The older part of the case with its foliage, figures and architectural devices was also designed by Grinling Gibbons.
The =Altar= stands between the great eastern piers and is surmounted by a tall reredos of white marble.
“The symbolism is expressed in the frieze above the Crucifixion, ‘Sic Deus dilexit mundum’ (‘God so loved the world’). The lower part is pierced with doors on either side; and ‘Vas Electionis’ (‘A chosen vessel’) over the north door refers to St. Paul, and ‘Pasce oves meos’ (‘Feed my sheep’) over the other to St. Peter; and here are the crossed swords, the arms of the diocese. The section above has the Entombment in the centre, and the Nativity and Resurrection on either side. A Crucifixion occupies the central position.
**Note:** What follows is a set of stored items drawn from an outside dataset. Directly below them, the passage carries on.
PR #113, opened 2023-10-05
0020-macro-sensitive-imports

0b1kn00b:
Thinking about macro errors and how to have less of them.

### DIFF
--- a/proposals/0020-macro-sensitive-imports.md
+++ b/proposals/0020-macro-sensitive-imports.md
@@ -1,0 +1,44 @@
+# ::enter feature name here::
+
+* Proposal: [HXP-0020](0020-macro-sensitive-imports.md)
+* Author: [0b1kn00b](https://github.com/ohmrun)
+
+## Introduction
+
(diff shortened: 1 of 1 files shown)


Simn:
I acknowledge the problem but I don't think this is the solution. Imports are just tools to simplify type paths, so whatever problem you can create with imports you can also create without them. As soon as you have one `macro function` in your file, there's a risk of running into the problems outlined here.

Simn:
I don't see how that argument (which I generally agree with) relates to the proposal. It's not like imports are inherited by the users of a library.

kLabz:
`MyModule.hx` vs `MyModule.macro.hx` is the safe way to separate macro and non macro code, without `#if macro` rendering code hard to read.

As Simn said, those imports you want to mark are not the only way to trigger problems so your proposal doesn't fix much.

nadako:
> MyModule.hx vs MyModule.macro.hx is the safe way to separate macro and non macro code

Can confirm, this kind of fixed all my issues with macro module dependencies.

PR #118, opened 2024-03-05
Improvements to Per-Project Haxelib Setups

EliteMasterEric:
Currently a draft PR as I hammer out the details on what the eventual solution for this specifically looks like (it would probably be a file with a name something like `haxelib.lock` in JSON format located at the root of the project folder), but would love feedback in the meantime.

### DIFF
--- a/proposals/0000-lock-file.md
+++ b/proposals/0000-lock-file.md
@@ -1,0 +1,40 @@
+# Improvements to Per-Project Haxelib Setups
+
+* Proposal: [HXP-0000](0000-lock-file.md)
+* Author: [EliteMasterEric](https://github.com/EliteMasterEric)
+
+## Introduction
+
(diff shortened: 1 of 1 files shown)


EliteMasterEric:
For reference, the `hmm.json` implements this like so::

```json
{
  "dependencies": [
    {
      "name": "library1",
      "type": "git",
      "dir": null,
      "ref": "2d83fa863ef0c1eace5f1cf67c3ac315d1a3a8a5",
      "url": "https://github.com/user/repo"
    },
    {
      "name": "library2",
      "type": "haxelib",
      "version": "1.1.0"
    }
}
```

Not sure at this point if we need anything else (notably, this allows for libraries to be defined as subdirectories of git repositories, which I believe `haxelib install all` currently does not provide for)

EliteMasterEric:
Closing because I'm dumb and didn't realize this exists:

https://github.com/HaxeFoundation/haxelib/pull/610

acarioni:
Another alternative is [lix](https://github.com/lix-pm/lix.client).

The framework is of Roman design, with pilasters and a round arch; and remembering Wren’s conception, it is interesting that the columns of Brescia marble, supporting the entablature above, are twisted. This is flanked with a colonnade; the figure on the north being the Angel Gabriel, and to the south the Virgin. Above the pediment is a canopy with the Virgin and Child, and St. Peter and St. Paul to the north and south; and above all, and nearly seventy feet from the ground, the Risen Christ completes this most reverent design.
“The altar cross is adorned with precious stones and lapis lazuli; and the massive copper candlesticks are imitations of the original four said to have been sold during the Protectorate.”--(A. D.)
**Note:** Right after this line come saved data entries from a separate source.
PR #122, opened 2024-07-16
Defer Keyword

DawDavis:
Proposal to add defer keyword, which would allow for similar functionality as in Go, obviating the need for `finally`, and for most types of destructor.

Rendered proposal [here](https://github.com/DawDavis/haxe-evolution/blob/defer/proposals/0000-defer.md)

### DIFF
--- a/proposals/0000-defer.md
+++ b/proposals/0000-defer.md
@@ -1,0 +1,189 @@
+# Add Defer
+
+* Proposal: [HXP-0000](0000-defer.md)
+* Author: [Dawson Davis](https://github.com/DawDavis)
+
+## Introduction
+
+`defer` is a keyword lifted directly from GoLang, which if implemented would allow for the automatic execution of an expression upon the exit of the current scope.
+
+## Motivation
+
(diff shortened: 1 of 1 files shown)


Geokureli:
FWIW I find the example usage to be far, far less intuitive than a try catch.
```hx
mut.acquire();
defer mut.release();
someFallibleOperation();
```
The idea that line 3 happens before the conditionally executed line 2 goes against a fundamental understanding of how programming languages are expected to work.

IMO it would make a lot more sense to do something that preserves the order, like:
```hx
mut.acquire();
someFallibleOperation() defer mut.release();
```

I also think code using this is far more likely to cause human error, where new lines are added without noticeing that there is a defer further up in the method. In your next example, I see a multi-expression block of code that is flow controlled by the defer line.
```hx
exprs(); //any code preceding the defer

defer exprToDefer(args...);

body(); //any code after the defer, including a return
return x;
```
I think it should be absolutely mandatory that any conditionally executed block like this should be wrapped in curly brackets, maybe something like:
```hx
defer (exprToDefer(args...))
{
  body(); //any code after the defer, including a return
  return x;
}
```
Though, I still have issues:
1. This still has the ordering issues mentioned prior.
2. this doesn't seem much better than a try...catch.
3. it's not very clear on what's going on, in fact I really need clarification on what is returned here, or maybe I need a more concrete example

The apse behind the altar cut off by the reredos is now called the =Jesus Chapel=. Over the altar here is a copy of Cima de Conegliano’s _Doubting Thomas_ (in the National Gallery).
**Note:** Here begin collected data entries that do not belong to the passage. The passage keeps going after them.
PR #123, opened 2024-11-12
[STANDARD LIBRARY BREAKING CHANGE] Enhance `sys.net`: add IP address types, support IPv6, update `Host` and friends

Frixuu:
> The networking-related APIs in the Haxe standard library currently differ significantly
> from those found in other languages such as C#, Java, or Rust.
> This proposal introduces changes to `sys.net` to align it with contemporary networking APIs
> while addressing several limitations in its current implementation.

[\<Rendered proposal\>](https://github.com/Frixuu/haxe-evolution/blob/sysnet/proposals/0000-ip-addresses-in-stdlib.md)

### DIFF
--- a/proposals/0000-ip-addresses-in-stdlib.md
+++ b/proposals/0000-ip-addresses-in-stdlib.md
@@ -1,0 +1,479 @@
+# Better support for IP addresses in the Haxe standard library
+
+* Proposal: [HXP-0000](0000-ip-addresses-in-stdlib.md)
+* Author: [Frixuu](https://github.com/Frixuu)
+
+## Introduction
+
+The networking-related APIs in the Haxe standard library currently differ significantly
+from those found in other languages such as C#, Java, or Rust.
+This proposal introduces changes to `sys.net` to align it with contemporary networking APIs
+while addressing several limitations in its current implementation.
+
+## Motivation
+
+### IPv6 support
+
+A significant limitation of the standard library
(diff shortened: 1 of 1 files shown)


Frixuu:
Request for voting.

Aidan63:
If there is a desire to add ipv6 support to the sys socket api then maybe it makes sense to have it utilise parts of the proposed asys api. Asys has support for ipv6 and has a v4 and v6 address enum and various tools very similar to what you've proposed.
Would seem rather silly to have duplicated functionality, maybe a `haxe.net.address` package for address classes / tools shared between sys and asys?

https://github.com/HaxeFoundation/haxe/blob/900dd50a4c840220cb9218a226d2736123557847/std/asys/native/net/Ip.hx

With asys looking to support ipv6 it might also be easier just to point people at that when they ask about ipv6 support instead of introducing breaking changes to the old sys api.

dimensionscape:
> With asys looking to support ipv6 it might also be easier just to point people at that when they ask about ipv6 support instead of introducing breaking changes to the old sys api.

To be fair, https://github.com/HaxeFoundation/haxe/pull/6142 issue was closed 5 years ago *in favor of the upcoming asys api*. But uh.. what is the status of asys these days?

@Frixuu I would be interested in working with someone on an intermediate library to shadow some of the api and fill in the gaps to provide some utility here in the mean time (and provide compatibility with these features for Haxe 4.x.x).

The apse and the vaulting and the walls of the choir and ambulatory have in recent years been decorated by Sir William Richmond with richly-coloured mosaics. The chief panels of the apse represent our Lord enthroned, with recording angels on either side. In the choir the three “saucer domes,” or cupolas, represent three Days of Creation: Beasts, Fishes and birds. The four pendentives of each bay are decorated with herald Angels, with extended arms. Mosaics of the Crucifixion, Entombment, Resurrection and Ascension, also by Sir William Richmond, adorn the “quarter domes.”
The eight paintings by Thornhill, of scenes from the life of St. Paul, can be viewed properly only from the Whispering Gallery. In the niches above this Gallery are statues of the Fathers of the Church. The spandrels between the great arches are decorated by eight large mosaics representing apostles and prophets: St. Matthew and St. John are by G. F. Watts; St. Mark and St. Luke, by A. Brittan; and the four prophets are the work of Alfred Stevens.
The =Transepts= are of one arch only. The windows are modern and represent bishops and kings of early days. In the south transept aisle there is a window commemorating the recovery of the Prince of Wales (Edward VII.) in 1872; and a bronze tablet by Princess Louise in memory of “4,300 sons of Britain beyond the seas” who were killed in the South African war of 1899-1901.
To the left of the chief entrance is =St. Dunstan’s Chapel=, sometimes called the =North-West=, or =Morning Chapel=. It is richly decorated and contains a Salviati mosaic representing the _Three Marys at the Sepulchre_.
In the south aisle, opposite, is the =Chapel of the Order of St. Michael and St. George=, a Colonial order, conferred only for distinguished services beyond the seas. The Sovereign’s stall is at the western end; and on each side of it is that of the Grand Master (Prince of Wales) and the Duke of Connaught. From these diverge the oak stalls of the Knights Grand Cross of the Order, over each of which is suspended a silk banner with his personal arms. The richly-gilded ceiling is decorated with the arms of the King, the Prince of Wales, the late Duke of Cambridge and Sir Robert Herbert, who were responsible for the scheme. In the south window is a kneeling figure of the donor, Sir Walter Wilkin. The chapel was dedicated on June 13, 1906, in the presence of King Edward, the Prince of Wales and many Knights.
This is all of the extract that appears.